Honors Project Seminars
Our interdisciplinary seminars are the unique driving core of the Honors Project experience. These seminars are two units, meet once a week, and are to be paired with a transfer course (the “foundation” course) the student is concurrently taking. The seminars are UC transferable as a "variable topic" course, which means they do not automatically transfer, but can be petitioned for transfer by the student, after arriving at a UC campus.
Offered through the department of Interdisciplinary Studies (IDST), we have two humanities/social sciences-oriented seminars, and two math/sciences-oriented seminars:
- IDST 101 Humanities Honors Seminar 1
- IDST 102 Sciences Honors Seminar 1
- IDST 103 Humanities Honors Seminar 2
- IDST 104 Sciences Honors Seminar 2
Note: the advanced research project developed and executed in the seminar will, if completed successfully, earn the student honors credit for the foundation course.
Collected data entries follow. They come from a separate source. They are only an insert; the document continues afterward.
PR #1899, opened 2020-04-13
Refactor mbedtls_error utilities to use switch-case instead of if-els…

aggarw13:
Optimize implementation of the custom mbedTLS stringification utilities with `switch-case`

Description
-----------
Use of switch-case is more space efficient than if-else-if checks. Thus, update implementation of `mbedtls_sterror_highlevel` and `mbedtls_strerror_lowlevel` utilities to use switch-case.

Performed sanity test for build outputs with GNU ARM GCC between if-else-if and swtich-case based logic on test files within [this folder](https://github.com/aws/amazon-freertos/files/4471792/test-build-files.zip). 
Test Results with and without `-Os` flag
```
/*  Binary sizes without -Os flag */
╰─➤  size test_if_else                                                                                                                                                  1 ↵
   text    data     bss     dec     hex filename
   1988    1088      64    3140     c44 test_if_else
╭─ubuntu@ip-172-31-24-209 ~/Experiments
╰─➤  size test_switch_case
   text    data     bss     dec     hex filename
   1936    1088      64    3088     c10 test_switch_case
```

```
/* Binary sizes with -Os flag */
╭─ubuntu@ip-172-31-24-209 ~/Experiments
╰─➤  size test_if_else
   text    data     bss     dec     hex filename
   1628    1088      64    2780     adc test_if_else
╭─ubuntu@ip-172-31-24-209 ~/Experiments
╰─➤  size test_switch_case
   text    data     bss     dec     hex filename
   1628    1088      64    2780     adc test_switch_case
```
Note: Build outputs are same with optimization as the `-Os` flag causes the compiler to pre-calculate both the if-else-if and switch-case logic results and replace the call-site with the results. However, this behavior is compiler dependent, and we want the utilities implementation to be platform-agnostic.

Checklist:
----------

- [ ] My code is Linted.

### DIFF
--- a/libraries/3rdparty/mbedtls_utils/mbedtls_error.c
+++ b/libraries/3rdparty/mbedtls_utils/mbedtls_error.c
@@ -1323,4 +1323,14 @@ const char * mbedtls_strerror_lowlevel( int errnum )
 
         #if defined( MBEDTLS_XTEA_C )
             case -( MBEDTLS_ERR_XTEA_INVALID_INPUT_LENGTH ):
-                rc = "XTEA - The data input ha
+                rc = "XTEA - The data input has an invalid length";
+                break;
+
+            case -( MBEDTLS_ERR_XTEA_HW_ACCEL_FAILED ):
+                rc = "XTEA - XTEA hardware accelerator failed";
+                break;
+        #endif /* MBEDTLS_XTEA_C */
+    }
+
+    return rc;
+}
--- a/libraries/3rdparty/mbedtls_utils/mbedtls_error.c
+++ b/libraries/3rdparty/mbedtls_utils/mbedtls_error.c
@@ -223,631 +223,631 @@ const char * mbedtls_strerror_highlevel( int errnum )
         switch( use_ret )
         {
             #if defined( MBEDTLS_CIPHER_C )
-                case -( MBEDTLS_ERR_CIPHER_FEATURE_UNAVAILABLE ) )
+                case -( MBEDTLS_ERR_CIPHER_FEATURE_UNAVAILABLE )
                     rc = "CIPHER - The selected feature is not available";
                     break;
 
-                case -( MBEDTLS_ERR_CIPHER_BAD_INPUT_DATA ) )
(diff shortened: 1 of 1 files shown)


libraries/3rdparty/mbedtls_utils/mbedtls_error.c
```diff
@@ -220,1364 +220,1117 @@ const char * mbedtls_strerror_highlevel( int errnum )
...
+
+                case -( MBEDTLS_ERR_RSA_VERIFY_FAILED )
+                    rc = "RSA - The PKCS#1 verification failed";
+                    break;
+
+                case -( MBEDTLS_ERR_RSA_OUTPUT_TOO_LARGE )
+                    rc = "RSA - The output buffer for decryption is not large enough";
+                    break;
+
+                case -( MBEDTLS_ERR_RSA_RNG_FAILED )
```
lundinc2, line 538: this doesn't look syntactically correct, there should be a colon after the case statement

aggarw13: Fixed

libraries/3rdparty/mbedtls_utils/mbedtls_error.c
```diff
@@ -220,1364 +220,1117 @@ const char * mbedtls_strerror_highlevel( int errnum )
...
+        #if defined( MBEDTLS_XTEA_C )
+            case -( MBEDTLS_ERR_XTEA_INVALID_INPUT_LENGTH ):
+                rc = "XTEA - The data input has an invalid length";
+                break;
+
+            case -( MBEDTLS_ERR_XTEA_HW_ACCEL_FAILED ):
+                rc = "XTEA - XTEA hardware accelerator failed";
+                break;
+        #endif /* MBEDTLS_XTEA_C */
+    }
```
muneebahmed10, line 1333: Should there be a `default:` for this `switch`?

aggarw13: Good question. The default value will continue to be the `NULL` initialized value of the return variable in this case.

But this research project is an assignment distinct from and in addition to all assignments in the foundation course.
The difference between seminars 1 and 2: students first take seminar 1, ideally in the area they are more interested in (humanities, or sciences); then, later, they can take seminar 2 in the same area, where the student has more advanced assignments involving mentoring first-time students.
Note: We have found that for many foundation courses (in particular mathematics, technology and the sciences), students need to have completed the entire course before they can produce a rich, deep, high quality seminar project As such, we have adapted the model to allow certain students enrolled in the honors seminar, with pre-approval, to use a foundation course and instructor from the previous semester.
Upon successful completion of the seminar project, the student earns honors credit for the foundation course and the seminar, on the transcript.